--- START ---

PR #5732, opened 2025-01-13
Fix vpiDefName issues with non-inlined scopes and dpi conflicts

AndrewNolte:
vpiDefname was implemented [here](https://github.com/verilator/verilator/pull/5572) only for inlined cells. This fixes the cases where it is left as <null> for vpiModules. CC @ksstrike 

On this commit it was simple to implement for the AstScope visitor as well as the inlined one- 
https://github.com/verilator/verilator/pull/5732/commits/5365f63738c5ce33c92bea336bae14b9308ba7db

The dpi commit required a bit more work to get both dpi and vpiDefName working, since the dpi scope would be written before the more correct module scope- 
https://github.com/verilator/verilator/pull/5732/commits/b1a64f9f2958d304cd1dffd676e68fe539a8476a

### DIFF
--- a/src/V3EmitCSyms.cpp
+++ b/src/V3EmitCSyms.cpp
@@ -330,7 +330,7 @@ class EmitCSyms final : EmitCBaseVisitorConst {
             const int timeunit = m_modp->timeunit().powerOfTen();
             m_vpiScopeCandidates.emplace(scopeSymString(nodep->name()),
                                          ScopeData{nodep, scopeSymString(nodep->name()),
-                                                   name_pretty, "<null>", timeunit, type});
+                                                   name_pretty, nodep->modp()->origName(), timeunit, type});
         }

--- END ---

- [EXERCISE DESCRIPTION]
Filter the records above down to the lines containing "null".

- [OUTPUT BELOW]
vpiDefname was implemented [here](https://github.com/verilator/verilator/pull/5572) only for inlined cells. This fixes the cases where it is left as <null> for vpiModules. CC @ksstrike 
-                                                   name_pretty, "<null>", timeunit, type});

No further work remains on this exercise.